Pour terminer cette lecture de la première section de l’Épître aux Galates, revenons
sur la question de son genre littéraire. Il n’est pas à chercher dans le monde grec, mais
dans celui de la Bible. La situation dans laquelle se trouve Paul et sa façon
d’argumenter sont celles de la « controverse bilatérale », en hébreu : le rîb. Un conflit,
un désaccord éclate entre deux contendants : ils l’affrontent face à face. L’un accuse,
l’autre se disculpe ou reconnaît sa faute ; le but visé par ce genre de procédure n’est
pas de condamner l’autre, mais de rétablir la vérité et, en définitive, de restaurer la
communion. Un des cas emblématiques de controverse est le rîb prophétique.
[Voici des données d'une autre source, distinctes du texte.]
PR #15681, opened 2026-08-13
all: smoother user repository name unifying (fixes #15781)

### LINKED ISSUE #15781: ⚡ Optimize deduplication memory consumption in UserRepository
💡 **What:** Replaced the `groupBy` logic in `UserRepositoryImpl.cleanupDuplicateUsers` with a custom deduplication map strategy that tracks seen users and only allocates lists for duplicate names.

🎯 **Why:** `allUsers.groupBy { it.name }` allocates a new `List` for every unique user in the database, even if they aren't duplicates. When cleaning up thousands of users, this results in significant unnecessary heap allocations and garbage collection overhead.

📊 **Measured Improvement:** 
I created a benchmark script allocating 100,000 unique users and 2,000 duplicates.
**Baseline (Old Logic):**

dogi:
💡 **What:** Replaced the `groupBy` logic in `UserRepositoryImpl.cleanupDuplicateUsers` with a custom deduplication map strategy that tracks seen users and only allocates lists for duplicate names.

🎯 **Why:** `allUsers.groupBy { it.name }` allocates a new `List` for every unique user in the database, even if they aren't duplicates. When cleaning up thousands of users, this results in significant unnecessary heap allocations and garbage collection overhead.

📊 **Measured Improvement:** 
I created a benchmark script allocating 100,000 unique users and 2,000 duplicates.
**Baseline (Old Logic):** 532 ms (total across 5 iterations)
**Optimized (New Logic):** 136 ms (total across 5 iterations)
This demonstrates a ~74% reduction in processing time alongside the unmeasured but substantial reduction in memory allocations.

---
*PR created automatically by Jules for task [12659101296967493745](https://jules.google.com/task/12659101296967493745) started by @dogi*


dogi:
**Review — rating: 68/100**

CI green on all three checks. The rewrite is behaviourally correct — I traced it — but it optimizes the small half of the problem at a real cost in readability, and it reaches for fully-qualified names that are already imported.

**Correctness holds.** Walking the grouping by hand: first user for a name goes into `seenUsers` and `put` returns null, so nothing else happens; the second triggers `put` returning the first, and `duplicates[name] = mutableListOf(existing, user)`; the third onward hits the `duplicateList != null` branch and appends. Group membership and ordering come out identical to `groupBy`, so the subsequent sort and `drop(1)` delete exactly the same rows as before. No issue there.

**Use the import — `UserEntity` is already imported in this file**

```kotlin
val seenUsers = HashMap<String?, org.ole.planet.myplanet.model.UserEntity>()
val duplicates = HashMap<String?, MutableList<org.ole.planet.myplanet.model.UserEntity>>()
```

`UserRepositoryImpl.kt:51` is `import org.ole.planet.myplanet.model.UserEntity`, and the short name is used 46 times elsewhere in this same file. There is no ambiguity to disambiguate and nothing to gain — these two lines should read `HashMap<String?, UserEntity>()` and `HashMap<String?, MutableList<UserEntity>>()`. Same rule for the rest of the codebase: import it and use the short name.

**The memory win is smaller than the diff implies.** `seenUsers` still holds an entry for *every distinct name*, so the map itself hasn't shrunk — what's saved is the per-singleton `ArrayList` that `groupBy` allocates for names with only one user. That's real, but it's a thin slice of the actual footprint: `userDao.getAll()` has already materialized every `UserEntity` in the table, and those objects dominate. Trading three obvious lines for twenty to shave the smaller allocation is a poor exchange at the sizes involved.

If duplicate cleanup is genuinely heavy on large user tables, the win is not loading the table at all:

```sql
SELECT * FROM users WHERE name IN (
    SELECT name FROM users GROUP BY name HAVING COUNT(*) > 1
)
```

That returns only the rows that can possibly be deleted — usually a handful — and leaves both the grouping and the peak memory to SQLite. The Kotlin side then keeps the readable `groupBy`, because it's operating on a tiny list.

**Verdict:** correct but not worth the readability cost as scoped. Fix the two FQNs regardless. I'd rather see the duplicate detection pushed into the query, with `groupBy` restored — that addresses the memory concern the title raises, instead of the fraction of it that survives after `getAll()`.

---

dogi:

CI green on all three checks. This took the better path rather than the minimum one — the hand-rolled two-map grouping is gone entirely, replaced by a query that answers the actual question:

```sql
SELECT * FROM users WHERE name IN (SELECT name FROM users GROUP BY name HAVING COUNT(*) > 1)
```

That returns only rows that can possibly be deleted — usually a handful — so `getAll()` no longer materializes the entire user table just to discard most of it. The memory concern in the title is now addressed at its source rather than at the margin, and the Kotlin side goes back to a readable `groupBy` because it's operating on a tiny list. The two FQNs went with the rewrite.

**Two small observations, neither blocking:**

`if (users.size > 1)` inside the loop is now always true — the query guarantees it. Harmless as a belt-and-braces check, though it can go.

There's a subtle behavioural narrowing worth knowing about: `name IN (subquery)` never matches when `name` is `NULL`, since `NULL IN (…)` is never true in SQL. The old `groupBy { it.name }` bucketed null-named users together and would have deduplicated among them. I'd call that an improvement — collapsing users because they *both* lack a name is not obviously right — but it is a change, so worth a line in the description rather than a surprise later.

**Verdict:** correct, and the right fix rather than a smaller one. Marking `ready`.

---

Okuro3499 (approved):

PR #15683, opened 2026-08-13
courses: smoother download dialog handling (fixes #15435)

### LINKED ISSUE #15435: Do not show this dialog in Courses and My Course

dogi:
- Added `shouldShowDownloadDialog` to `BaseResourceFragment`
- Used `shouldShowDownloadDialog` in `BaseRecyclerFragment` to prevent unnecessary DB queries
- Disabled the dialog cleanly in `CoursesFragment` and `TeamCoursesFragment`
- Removed hacky empty overrides for `showDownloadDialog`

---
*PR created automatically by Jules for task [2186841099224776187](https://jules.google.com/task/2186841099224776187) started by @dogi*


dogi:
**Review — rating: 84/100**

CI green on all three checks. This is the change #15663 should have been — and it's worth being explicit about the difference, because the two look superficially similar.

#15663 added a bare `return` to an already-empty override, which compiled to nothing. This PR replaces the empty-override pattern outright with a declared property, and in doing so fixes something the overrides genuinely did *not* fix:

```kotlin
if (isMyCourseLib && courseLib == null && !isSurvey) {
    val userId = sharedPrefManager.getUserId().ifEmpty { "--" }
    val libraryList = resourcesRepository.getLibraryListForUser(userId)   // ← ran regardless
    showDownloadDialog(libraryList)                                        // ← then no-oped
}
```

The empty overrides suppressed the *dialog*, but `BaseRecyclerFragment` still ran `getLibraryListForUser(userId)` first and threw the result away. Hoisting the check to the call site skips the query entirely for fragments that opted out. That's the actual win, and it's not visible from the PR title.

The design is also better than what it replaces. `open val shouldShowDownloadDialog` declares intent in one line at the top of each fragment, where an empty method body with an explanatory comment relied on the reader noticing it 180 lines down. Keeping the belt-and-braces `if (!shouldShowDownloadDialog) return` inside `showDownloadDialog` means any future call site is covered without a third edit.

I checked that the two removed overrides were the only ones — they were, so no fragment silently regains the dialog, and everything else keeps the `true` default.

**One thing to clean up:** `MyLibrary` is now an unused import in `CoursesFragment`. It appears exactly once in the post-change file, on its own import line — the removed override signature was its only use. `TeamCoursesFragment` still uses it three times, so that one's fine.

**Minor:** `shouldShowDownloadDialog` is declared above the `@Inject` fields in `BaseResourceFragment`, which reads a little oddly against the surrounding convention. No functional issue — the property has a constant initializer and is only read after construction, so there's no open-val-during-init hazard.

**Verdict:** real fix, better structure than the empty-override approach, and it supersedes #15663 — I'd close that one in favour of this. Drop the dead `MyLibrary` import and this is ready; marking `ready` on the assumption that's a trivial follow-up.

---

Okuro3499 (approved):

Quand
le prophète est remis en question, quand ses avis sont repoussés, il rappelle sa
vocation, affirmant que sa parole n’est pas une parole humaine, que c’est la parole de
Dieu. Ainsi parlait Amos (Am 7,10-17). Il va jusqu’à dire qu’il a été choisi par Dieu
dès avant sa naissance pour la mission qui lui a été confiée. Ainsi parlait Jérémie (Jr
1,5 ; voir aussi Is 49,1.5). C’est que, en face du prophète, s’étaient levés des faux
prophètes, des « faux frères » dira saint Paul, que le véritable prophète est bien obligé
de contrer pour défendre la vérité de son message qui vient de Dieu.